- DATASET ENTRIES
.....

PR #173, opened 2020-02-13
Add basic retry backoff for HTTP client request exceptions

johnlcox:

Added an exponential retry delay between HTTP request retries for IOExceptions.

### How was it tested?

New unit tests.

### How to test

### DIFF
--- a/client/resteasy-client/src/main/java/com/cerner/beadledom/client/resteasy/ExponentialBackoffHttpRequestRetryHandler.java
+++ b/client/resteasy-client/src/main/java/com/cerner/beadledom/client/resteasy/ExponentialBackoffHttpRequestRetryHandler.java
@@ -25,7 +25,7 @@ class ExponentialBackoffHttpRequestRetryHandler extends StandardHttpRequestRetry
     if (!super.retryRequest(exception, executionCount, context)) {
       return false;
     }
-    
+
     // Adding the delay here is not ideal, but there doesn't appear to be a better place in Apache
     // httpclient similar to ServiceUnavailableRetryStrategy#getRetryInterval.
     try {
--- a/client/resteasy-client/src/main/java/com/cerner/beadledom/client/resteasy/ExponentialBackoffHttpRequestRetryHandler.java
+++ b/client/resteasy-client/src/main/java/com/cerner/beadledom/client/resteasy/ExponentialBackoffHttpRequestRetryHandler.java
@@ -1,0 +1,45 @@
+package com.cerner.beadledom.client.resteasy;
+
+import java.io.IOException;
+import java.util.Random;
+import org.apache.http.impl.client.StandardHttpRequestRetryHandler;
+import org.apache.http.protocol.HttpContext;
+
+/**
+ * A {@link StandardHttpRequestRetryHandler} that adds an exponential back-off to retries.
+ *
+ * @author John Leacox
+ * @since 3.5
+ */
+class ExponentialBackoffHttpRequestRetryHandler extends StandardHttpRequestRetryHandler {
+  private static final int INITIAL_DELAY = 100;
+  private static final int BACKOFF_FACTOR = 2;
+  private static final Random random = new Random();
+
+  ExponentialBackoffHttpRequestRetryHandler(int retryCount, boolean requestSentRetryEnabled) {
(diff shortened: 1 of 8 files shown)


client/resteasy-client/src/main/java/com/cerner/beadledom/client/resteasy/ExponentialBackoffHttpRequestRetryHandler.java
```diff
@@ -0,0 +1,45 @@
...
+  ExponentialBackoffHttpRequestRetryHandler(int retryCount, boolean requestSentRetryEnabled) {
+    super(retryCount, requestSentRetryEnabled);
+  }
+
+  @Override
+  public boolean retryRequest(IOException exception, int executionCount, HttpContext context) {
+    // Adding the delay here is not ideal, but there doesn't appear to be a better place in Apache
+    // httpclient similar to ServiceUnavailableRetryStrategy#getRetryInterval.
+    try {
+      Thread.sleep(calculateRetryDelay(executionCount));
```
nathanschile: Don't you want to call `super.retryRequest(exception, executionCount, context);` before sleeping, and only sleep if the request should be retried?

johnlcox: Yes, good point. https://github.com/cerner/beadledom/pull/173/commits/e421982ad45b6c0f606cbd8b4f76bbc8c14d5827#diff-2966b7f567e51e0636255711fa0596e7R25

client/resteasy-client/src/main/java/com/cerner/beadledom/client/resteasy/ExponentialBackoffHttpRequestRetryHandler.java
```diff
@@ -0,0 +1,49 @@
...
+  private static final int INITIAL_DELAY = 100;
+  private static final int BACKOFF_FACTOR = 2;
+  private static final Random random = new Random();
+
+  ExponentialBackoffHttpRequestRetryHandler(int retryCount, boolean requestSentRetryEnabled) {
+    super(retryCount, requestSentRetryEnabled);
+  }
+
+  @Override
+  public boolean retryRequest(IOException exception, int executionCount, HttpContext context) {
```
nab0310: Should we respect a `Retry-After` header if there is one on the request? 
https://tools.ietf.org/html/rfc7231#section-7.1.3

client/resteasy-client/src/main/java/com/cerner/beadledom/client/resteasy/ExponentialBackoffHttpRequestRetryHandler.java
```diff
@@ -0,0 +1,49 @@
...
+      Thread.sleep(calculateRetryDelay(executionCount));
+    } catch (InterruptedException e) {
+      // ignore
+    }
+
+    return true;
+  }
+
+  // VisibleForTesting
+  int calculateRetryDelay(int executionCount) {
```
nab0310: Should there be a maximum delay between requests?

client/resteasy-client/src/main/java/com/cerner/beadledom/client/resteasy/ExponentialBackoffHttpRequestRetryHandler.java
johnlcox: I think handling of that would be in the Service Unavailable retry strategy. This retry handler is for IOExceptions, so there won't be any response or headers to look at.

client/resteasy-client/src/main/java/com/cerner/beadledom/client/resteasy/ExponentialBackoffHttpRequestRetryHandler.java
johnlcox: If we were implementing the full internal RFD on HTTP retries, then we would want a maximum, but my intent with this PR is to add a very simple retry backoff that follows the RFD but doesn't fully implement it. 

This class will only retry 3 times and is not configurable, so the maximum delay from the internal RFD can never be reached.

.....

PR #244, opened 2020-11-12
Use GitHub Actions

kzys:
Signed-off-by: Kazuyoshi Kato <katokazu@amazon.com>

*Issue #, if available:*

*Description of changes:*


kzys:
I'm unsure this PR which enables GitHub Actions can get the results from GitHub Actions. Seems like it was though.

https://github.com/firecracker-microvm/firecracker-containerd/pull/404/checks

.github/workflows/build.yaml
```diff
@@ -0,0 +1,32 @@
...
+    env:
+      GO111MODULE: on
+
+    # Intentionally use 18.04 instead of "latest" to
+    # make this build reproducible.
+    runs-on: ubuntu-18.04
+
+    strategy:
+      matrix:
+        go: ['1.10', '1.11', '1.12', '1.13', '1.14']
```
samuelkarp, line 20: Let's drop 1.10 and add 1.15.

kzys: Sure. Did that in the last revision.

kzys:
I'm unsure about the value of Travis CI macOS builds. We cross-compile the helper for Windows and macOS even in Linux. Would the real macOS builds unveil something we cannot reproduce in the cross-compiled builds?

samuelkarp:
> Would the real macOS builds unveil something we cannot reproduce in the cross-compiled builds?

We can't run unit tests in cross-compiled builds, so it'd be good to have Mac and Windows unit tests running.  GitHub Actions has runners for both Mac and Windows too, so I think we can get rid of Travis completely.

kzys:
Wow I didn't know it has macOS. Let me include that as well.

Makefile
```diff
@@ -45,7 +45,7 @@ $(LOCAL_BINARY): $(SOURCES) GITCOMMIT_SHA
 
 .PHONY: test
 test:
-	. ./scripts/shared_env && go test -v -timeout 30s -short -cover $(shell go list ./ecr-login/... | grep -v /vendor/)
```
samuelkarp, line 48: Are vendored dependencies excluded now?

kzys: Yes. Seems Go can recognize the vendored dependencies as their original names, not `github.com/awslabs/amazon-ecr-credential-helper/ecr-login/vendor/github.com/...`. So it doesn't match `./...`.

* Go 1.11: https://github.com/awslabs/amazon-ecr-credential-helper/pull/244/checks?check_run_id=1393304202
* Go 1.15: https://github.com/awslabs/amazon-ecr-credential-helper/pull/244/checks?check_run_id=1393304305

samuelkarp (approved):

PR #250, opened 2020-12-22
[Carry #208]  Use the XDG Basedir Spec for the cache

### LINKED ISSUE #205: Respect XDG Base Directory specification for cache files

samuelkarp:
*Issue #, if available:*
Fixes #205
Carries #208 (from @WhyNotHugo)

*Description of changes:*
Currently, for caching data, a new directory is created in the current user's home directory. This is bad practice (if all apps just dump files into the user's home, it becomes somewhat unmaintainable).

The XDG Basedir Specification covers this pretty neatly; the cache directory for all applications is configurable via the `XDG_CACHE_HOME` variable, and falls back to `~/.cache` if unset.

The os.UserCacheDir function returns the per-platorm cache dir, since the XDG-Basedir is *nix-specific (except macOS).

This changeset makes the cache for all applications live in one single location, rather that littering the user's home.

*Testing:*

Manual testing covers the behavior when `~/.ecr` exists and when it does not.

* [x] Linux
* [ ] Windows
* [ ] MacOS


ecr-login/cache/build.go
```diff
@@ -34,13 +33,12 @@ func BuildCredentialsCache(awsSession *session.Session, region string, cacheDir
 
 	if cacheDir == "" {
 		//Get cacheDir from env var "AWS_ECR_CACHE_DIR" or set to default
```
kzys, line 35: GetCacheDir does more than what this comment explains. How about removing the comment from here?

.....

- WHAT THE TASK REQUIRES
Lines containing the string "covers" in the listing: say how many there are, giving only the number.

- ANSWER AREA
2